▶ Exercise brief:
Report all lines below with the word "large".

▶ Dataset records:
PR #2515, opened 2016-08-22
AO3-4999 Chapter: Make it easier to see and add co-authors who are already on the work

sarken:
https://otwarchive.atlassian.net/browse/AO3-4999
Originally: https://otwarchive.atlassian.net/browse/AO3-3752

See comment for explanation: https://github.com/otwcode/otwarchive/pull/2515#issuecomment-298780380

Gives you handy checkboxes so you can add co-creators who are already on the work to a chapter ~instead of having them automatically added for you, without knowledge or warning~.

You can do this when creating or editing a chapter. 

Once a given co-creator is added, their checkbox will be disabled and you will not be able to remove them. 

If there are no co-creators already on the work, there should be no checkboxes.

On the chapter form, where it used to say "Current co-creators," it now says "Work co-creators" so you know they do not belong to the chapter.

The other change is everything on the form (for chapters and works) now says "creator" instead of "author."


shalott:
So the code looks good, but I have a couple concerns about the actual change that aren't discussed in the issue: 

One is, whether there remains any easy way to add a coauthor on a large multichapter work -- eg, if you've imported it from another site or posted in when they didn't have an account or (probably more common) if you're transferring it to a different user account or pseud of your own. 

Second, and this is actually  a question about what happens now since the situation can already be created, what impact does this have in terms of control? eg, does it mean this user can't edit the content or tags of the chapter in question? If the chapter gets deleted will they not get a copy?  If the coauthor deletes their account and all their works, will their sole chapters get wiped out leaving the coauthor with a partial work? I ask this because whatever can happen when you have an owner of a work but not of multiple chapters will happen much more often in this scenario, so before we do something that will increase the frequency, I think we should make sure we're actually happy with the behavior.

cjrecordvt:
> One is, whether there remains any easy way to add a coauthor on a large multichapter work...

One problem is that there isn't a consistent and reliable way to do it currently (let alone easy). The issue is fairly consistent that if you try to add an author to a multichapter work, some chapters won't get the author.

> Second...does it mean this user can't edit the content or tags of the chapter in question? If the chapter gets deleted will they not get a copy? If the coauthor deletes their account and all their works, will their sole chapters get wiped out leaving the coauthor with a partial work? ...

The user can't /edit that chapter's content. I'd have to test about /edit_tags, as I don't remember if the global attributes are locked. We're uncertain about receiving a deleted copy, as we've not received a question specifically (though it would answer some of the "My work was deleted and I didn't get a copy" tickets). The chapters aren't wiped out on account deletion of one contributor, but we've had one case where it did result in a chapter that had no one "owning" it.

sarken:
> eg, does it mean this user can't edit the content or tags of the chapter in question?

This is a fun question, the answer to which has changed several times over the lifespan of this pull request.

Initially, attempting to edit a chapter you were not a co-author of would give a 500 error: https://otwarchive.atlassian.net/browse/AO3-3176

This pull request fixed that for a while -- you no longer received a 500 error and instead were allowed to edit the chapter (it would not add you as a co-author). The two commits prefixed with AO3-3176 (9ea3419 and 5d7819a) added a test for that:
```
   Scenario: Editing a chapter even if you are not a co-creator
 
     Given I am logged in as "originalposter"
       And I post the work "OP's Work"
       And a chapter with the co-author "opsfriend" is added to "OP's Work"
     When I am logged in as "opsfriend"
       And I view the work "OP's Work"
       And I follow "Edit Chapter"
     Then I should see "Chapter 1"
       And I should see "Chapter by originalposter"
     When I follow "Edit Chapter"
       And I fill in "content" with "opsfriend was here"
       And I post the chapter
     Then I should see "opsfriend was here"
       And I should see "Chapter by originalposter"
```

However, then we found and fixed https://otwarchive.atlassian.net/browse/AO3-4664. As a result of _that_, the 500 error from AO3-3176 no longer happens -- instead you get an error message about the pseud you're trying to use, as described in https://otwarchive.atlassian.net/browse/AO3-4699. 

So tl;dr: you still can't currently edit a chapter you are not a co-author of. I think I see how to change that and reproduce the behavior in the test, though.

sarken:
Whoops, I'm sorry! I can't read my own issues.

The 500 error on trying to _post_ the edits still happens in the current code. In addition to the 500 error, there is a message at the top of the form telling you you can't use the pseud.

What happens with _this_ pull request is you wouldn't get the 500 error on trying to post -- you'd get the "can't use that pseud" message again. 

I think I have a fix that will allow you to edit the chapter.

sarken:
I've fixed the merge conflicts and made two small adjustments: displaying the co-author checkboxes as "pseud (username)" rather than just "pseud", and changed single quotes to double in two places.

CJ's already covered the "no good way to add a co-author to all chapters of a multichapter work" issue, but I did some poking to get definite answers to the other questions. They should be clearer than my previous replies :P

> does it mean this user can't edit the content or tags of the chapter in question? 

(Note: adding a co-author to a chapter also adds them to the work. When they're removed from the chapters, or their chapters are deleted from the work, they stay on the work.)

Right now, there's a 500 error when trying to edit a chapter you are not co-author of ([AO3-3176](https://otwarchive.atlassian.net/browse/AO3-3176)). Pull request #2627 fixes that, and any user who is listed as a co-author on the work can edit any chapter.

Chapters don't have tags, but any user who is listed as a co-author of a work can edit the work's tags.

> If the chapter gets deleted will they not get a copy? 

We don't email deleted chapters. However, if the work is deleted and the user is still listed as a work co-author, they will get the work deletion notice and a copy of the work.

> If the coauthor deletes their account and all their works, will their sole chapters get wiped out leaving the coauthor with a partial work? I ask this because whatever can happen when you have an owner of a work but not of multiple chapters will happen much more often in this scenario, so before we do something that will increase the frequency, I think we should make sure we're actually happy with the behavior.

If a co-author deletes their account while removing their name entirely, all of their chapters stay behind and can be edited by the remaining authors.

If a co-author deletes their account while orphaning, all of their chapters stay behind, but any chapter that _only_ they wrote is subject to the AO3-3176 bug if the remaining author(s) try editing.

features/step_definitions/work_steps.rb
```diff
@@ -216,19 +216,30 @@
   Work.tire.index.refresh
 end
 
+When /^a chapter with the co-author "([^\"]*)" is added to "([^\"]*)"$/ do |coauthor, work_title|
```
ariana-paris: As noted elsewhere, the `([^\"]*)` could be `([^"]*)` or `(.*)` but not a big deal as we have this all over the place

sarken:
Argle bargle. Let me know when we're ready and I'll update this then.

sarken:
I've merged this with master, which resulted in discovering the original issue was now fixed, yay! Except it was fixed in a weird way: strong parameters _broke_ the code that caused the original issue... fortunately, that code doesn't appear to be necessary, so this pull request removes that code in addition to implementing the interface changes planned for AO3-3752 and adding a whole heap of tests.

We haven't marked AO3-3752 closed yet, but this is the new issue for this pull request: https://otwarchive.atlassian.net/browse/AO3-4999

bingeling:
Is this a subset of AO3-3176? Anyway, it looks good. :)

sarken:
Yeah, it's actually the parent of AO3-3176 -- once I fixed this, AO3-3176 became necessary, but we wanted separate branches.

* * *

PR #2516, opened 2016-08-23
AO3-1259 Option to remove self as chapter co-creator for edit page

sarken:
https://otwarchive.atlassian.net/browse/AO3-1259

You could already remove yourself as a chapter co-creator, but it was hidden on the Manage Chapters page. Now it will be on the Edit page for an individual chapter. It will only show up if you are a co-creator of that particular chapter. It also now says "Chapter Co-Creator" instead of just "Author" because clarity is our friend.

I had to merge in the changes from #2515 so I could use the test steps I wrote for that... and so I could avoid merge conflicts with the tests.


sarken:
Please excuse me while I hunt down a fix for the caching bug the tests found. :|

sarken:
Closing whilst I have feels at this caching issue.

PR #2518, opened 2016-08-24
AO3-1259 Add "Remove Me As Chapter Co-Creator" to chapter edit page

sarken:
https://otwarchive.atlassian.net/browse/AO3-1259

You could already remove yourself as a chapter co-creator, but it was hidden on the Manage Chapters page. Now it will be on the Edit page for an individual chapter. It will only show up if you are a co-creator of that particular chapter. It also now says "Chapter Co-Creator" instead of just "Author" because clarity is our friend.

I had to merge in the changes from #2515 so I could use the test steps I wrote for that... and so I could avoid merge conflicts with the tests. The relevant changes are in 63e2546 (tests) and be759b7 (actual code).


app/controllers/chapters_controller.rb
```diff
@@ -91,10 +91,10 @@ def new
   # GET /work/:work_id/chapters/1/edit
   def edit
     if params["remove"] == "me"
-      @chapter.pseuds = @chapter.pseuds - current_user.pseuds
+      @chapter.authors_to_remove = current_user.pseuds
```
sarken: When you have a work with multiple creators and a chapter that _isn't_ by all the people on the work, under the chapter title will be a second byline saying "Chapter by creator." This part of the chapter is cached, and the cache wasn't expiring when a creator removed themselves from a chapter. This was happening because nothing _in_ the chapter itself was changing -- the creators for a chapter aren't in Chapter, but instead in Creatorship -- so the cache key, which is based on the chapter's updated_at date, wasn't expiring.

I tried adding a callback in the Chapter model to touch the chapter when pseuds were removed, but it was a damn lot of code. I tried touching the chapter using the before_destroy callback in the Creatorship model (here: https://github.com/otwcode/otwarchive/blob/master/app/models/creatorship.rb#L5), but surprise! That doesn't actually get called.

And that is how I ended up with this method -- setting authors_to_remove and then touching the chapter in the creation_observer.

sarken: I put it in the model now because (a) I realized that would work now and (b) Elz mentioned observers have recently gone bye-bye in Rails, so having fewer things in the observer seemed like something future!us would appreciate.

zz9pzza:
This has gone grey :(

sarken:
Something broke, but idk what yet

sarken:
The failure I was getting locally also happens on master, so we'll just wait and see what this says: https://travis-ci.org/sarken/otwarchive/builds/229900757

▶ Task result:
One is, whether there remains any easy way to add a coauthor on a large multichapter work -- eg, if you've imported it from another site or posted in when they didn't have an account or (probably more common) if you're transferring it to a different user account or pseud of your own. 
> One is, whether there remains any easy way to add a coauthor on a large multichapter work...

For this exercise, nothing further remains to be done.